## Task details
Pull every line with the word "during" out of the entries below.

Given records START

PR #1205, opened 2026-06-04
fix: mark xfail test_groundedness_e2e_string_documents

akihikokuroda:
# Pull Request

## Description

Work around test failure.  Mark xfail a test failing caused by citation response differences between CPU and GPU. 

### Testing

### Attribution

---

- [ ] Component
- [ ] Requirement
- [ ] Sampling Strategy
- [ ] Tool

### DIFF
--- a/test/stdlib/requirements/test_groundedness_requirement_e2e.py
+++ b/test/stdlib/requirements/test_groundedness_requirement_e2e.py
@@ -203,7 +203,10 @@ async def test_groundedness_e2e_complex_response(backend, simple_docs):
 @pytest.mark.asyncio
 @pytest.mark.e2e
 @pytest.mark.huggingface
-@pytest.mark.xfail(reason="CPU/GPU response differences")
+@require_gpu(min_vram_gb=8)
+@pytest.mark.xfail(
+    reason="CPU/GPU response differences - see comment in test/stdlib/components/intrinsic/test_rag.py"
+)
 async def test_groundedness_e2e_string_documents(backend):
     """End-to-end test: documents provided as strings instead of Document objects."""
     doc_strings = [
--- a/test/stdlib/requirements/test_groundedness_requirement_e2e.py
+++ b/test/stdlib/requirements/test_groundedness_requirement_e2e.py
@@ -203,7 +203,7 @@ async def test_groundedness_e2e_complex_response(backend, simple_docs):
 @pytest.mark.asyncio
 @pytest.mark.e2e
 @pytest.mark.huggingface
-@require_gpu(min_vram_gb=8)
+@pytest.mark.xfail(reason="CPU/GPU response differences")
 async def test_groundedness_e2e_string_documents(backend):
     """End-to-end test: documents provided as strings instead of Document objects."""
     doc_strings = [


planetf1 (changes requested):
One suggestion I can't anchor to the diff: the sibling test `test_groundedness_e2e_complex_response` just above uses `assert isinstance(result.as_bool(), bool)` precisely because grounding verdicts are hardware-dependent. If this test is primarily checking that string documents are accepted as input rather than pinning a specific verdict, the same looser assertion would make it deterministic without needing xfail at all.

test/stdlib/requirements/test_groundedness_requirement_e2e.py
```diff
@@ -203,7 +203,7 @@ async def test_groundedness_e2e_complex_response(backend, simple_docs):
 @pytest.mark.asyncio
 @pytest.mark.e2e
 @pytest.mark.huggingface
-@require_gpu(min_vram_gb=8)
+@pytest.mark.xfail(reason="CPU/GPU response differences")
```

Given records END
Given records START

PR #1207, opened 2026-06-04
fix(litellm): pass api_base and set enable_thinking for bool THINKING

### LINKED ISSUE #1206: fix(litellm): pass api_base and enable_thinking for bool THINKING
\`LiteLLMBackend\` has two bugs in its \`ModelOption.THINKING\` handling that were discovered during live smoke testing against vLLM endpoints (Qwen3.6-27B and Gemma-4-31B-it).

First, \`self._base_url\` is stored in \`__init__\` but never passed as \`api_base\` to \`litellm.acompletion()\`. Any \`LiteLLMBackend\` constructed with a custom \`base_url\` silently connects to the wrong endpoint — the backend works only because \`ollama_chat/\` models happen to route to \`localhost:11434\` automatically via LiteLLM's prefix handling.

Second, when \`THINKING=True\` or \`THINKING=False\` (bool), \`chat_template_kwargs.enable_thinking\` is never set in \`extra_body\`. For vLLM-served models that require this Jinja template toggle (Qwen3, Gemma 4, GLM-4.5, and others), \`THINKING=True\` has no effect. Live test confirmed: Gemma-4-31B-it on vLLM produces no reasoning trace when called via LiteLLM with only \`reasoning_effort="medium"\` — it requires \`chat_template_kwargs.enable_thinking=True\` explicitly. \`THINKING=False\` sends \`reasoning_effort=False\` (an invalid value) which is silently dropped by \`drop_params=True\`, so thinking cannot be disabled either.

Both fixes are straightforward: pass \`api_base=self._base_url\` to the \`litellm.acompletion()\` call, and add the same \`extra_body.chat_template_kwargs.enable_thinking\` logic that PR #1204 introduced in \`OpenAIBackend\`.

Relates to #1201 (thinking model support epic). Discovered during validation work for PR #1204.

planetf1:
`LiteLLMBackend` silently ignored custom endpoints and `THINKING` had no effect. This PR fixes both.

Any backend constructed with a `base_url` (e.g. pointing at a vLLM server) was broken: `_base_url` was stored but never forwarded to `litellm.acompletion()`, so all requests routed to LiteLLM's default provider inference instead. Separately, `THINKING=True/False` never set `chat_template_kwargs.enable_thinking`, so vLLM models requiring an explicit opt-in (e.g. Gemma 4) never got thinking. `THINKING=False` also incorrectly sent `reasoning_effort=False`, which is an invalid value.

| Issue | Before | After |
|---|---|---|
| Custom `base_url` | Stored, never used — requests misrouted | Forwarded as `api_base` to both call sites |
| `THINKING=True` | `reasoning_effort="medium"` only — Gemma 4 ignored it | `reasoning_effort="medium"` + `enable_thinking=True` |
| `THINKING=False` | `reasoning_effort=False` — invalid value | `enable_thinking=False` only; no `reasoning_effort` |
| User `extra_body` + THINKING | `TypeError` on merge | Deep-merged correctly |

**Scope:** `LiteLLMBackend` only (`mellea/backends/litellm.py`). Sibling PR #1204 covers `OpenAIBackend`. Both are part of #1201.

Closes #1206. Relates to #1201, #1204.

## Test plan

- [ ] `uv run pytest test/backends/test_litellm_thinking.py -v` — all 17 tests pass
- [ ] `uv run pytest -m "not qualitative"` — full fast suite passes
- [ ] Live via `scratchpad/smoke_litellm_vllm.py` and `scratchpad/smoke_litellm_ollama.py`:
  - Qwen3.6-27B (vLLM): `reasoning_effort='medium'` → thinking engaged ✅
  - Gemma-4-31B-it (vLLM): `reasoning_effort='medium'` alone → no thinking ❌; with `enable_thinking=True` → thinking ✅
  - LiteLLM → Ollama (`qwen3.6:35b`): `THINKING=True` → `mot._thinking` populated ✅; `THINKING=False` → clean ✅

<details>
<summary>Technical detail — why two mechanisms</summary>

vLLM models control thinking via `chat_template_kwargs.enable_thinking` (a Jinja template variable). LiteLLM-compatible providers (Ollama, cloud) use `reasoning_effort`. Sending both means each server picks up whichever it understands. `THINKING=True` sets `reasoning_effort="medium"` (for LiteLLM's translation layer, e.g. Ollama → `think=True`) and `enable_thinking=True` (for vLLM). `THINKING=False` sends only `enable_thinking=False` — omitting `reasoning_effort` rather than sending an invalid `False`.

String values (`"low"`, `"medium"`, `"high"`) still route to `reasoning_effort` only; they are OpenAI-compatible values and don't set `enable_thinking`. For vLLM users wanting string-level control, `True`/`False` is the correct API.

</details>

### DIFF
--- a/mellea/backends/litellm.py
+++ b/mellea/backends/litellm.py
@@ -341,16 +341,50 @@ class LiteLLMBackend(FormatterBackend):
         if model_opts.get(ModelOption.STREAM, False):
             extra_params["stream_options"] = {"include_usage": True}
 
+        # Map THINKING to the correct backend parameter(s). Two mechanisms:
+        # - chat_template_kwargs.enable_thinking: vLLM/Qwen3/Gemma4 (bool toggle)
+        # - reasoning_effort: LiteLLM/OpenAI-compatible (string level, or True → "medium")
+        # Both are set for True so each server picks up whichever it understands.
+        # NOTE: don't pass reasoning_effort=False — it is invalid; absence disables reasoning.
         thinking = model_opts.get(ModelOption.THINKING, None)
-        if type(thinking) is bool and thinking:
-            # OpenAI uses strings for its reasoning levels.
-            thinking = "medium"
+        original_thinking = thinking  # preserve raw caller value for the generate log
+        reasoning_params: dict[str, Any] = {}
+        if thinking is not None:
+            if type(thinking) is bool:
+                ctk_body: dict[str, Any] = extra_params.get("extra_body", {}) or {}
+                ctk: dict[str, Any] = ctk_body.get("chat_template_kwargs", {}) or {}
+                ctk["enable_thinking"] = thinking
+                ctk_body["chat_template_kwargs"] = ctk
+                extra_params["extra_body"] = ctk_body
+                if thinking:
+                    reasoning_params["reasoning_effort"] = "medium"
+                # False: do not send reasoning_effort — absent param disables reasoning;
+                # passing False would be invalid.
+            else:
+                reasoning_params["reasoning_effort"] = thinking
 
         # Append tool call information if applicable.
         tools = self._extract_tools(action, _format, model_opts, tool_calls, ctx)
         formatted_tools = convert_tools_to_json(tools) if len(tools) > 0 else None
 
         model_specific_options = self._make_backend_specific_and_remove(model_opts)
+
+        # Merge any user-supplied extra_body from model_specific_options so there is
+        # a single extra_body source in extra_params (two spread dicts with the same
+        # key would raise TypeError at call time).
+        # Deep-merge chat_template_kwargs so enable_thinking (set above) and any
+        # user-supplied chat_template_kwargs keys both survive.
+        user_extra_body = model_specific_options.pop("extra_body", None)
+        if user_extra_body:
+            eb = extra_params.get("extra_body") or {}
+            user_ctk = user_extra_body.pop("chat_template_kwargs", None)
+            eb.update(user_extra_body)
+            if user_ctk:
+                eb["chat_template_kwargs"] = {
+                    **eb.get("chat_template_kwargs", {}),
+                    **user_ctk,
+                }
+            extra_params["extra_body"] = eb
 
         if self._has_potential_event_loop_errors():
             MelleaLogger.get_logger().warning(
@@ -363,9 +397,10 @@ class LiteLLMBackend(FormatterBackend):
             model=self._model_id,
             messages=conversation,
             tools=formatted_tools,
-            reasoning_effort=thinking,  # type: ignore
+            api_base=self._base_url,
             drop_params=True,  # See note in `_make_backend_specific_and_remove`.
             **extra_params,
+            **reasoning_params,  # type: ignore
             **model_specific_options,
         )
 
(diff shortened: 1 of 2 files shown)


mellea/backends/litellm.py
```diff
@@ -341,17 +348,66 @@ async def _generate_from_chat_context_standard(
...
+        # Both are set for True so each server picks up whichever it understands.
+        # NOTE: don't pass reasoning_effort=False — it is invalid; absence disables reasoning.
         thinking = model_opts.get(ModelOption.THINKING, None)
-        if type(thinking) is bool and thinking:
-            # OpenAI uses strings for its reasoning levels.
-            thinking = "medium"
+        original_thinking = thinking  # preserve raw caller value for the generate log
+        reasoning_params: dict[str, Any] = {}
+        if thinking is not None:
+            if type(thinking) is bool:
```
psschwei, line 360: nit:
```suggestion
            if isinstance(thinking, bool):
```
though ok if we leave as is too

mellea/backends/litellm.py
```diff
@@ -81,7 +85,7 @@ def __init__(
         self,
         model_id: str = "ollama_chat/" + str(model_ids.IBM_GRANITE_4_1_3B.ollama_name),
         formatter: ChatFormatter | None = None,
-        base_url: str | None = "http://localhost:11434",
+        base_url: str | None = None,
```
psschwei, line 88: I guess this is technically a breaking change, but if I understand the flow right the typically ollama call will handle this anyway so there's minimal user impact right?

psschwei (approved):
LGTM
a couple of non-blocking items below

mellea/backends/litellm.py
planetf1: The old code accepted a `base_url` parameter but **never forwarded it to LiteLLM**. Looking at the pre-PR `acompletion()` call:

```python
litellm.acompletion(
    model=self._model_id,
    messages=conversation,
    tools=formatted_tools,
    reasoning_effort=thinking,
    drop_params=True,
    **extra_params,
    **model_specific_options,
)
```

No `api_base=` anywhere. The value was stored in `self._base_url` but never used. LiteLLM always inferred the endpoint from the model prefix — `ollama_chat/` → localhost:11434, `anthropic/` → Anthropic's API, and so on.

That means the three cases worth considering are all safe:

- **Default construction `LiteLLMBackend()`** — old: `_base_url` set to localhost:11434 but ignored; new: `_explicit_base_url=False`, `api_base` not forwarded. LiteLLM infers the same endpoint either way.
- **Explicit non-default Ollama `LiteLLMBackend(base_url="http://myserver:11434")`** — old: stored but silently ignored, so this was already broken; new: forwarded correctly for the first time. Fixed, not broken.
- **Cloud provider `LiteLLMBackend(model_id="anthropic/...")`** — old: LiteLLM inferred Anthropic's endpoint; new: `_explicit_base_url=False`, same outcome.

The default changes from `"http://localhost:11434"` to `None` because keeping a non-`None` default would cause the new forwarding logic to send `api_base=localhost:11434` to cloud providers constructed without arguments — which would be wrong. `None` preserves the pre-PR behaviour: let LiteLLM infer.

Given records END

## Exercise result
\`LiteLLMBackend\` has two bugs in its \`ModelOption.THINKING\` handling that were discovered during live smoke testing against vLLM endpoints (Qwen3.6-27B and Gemma-4-31B-it).
Relates to #1201 (thinking model support epic). Discovered during validation work for PR #1204.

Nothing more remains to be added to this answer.